Data supplied:
● ● ●
PR #2896, opened 2024-04-16
[Spark][TEST-ONLY] Merge source materialization non-determinism determination in subqueries tests

juliuszsompolski:
#### Which Delta project/connector is this regarding?

- [x] Spark
- [ ] Standalone
- [ ] Flink
- [ ] Kernel
- [ ] Other (fill in here)

## Description

This PR adds extra tests to consider determinism in subqueries for source merge materialization.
● ● ●
Activity:
Find each line in the data above with the word "tests", then copy it.

Response:
[Spark][TEST-ONLY] Merge source materialization non-determinism determination in subqueries tests
This PR adds extra tests to consider determinism in subqueries for source merge materialization.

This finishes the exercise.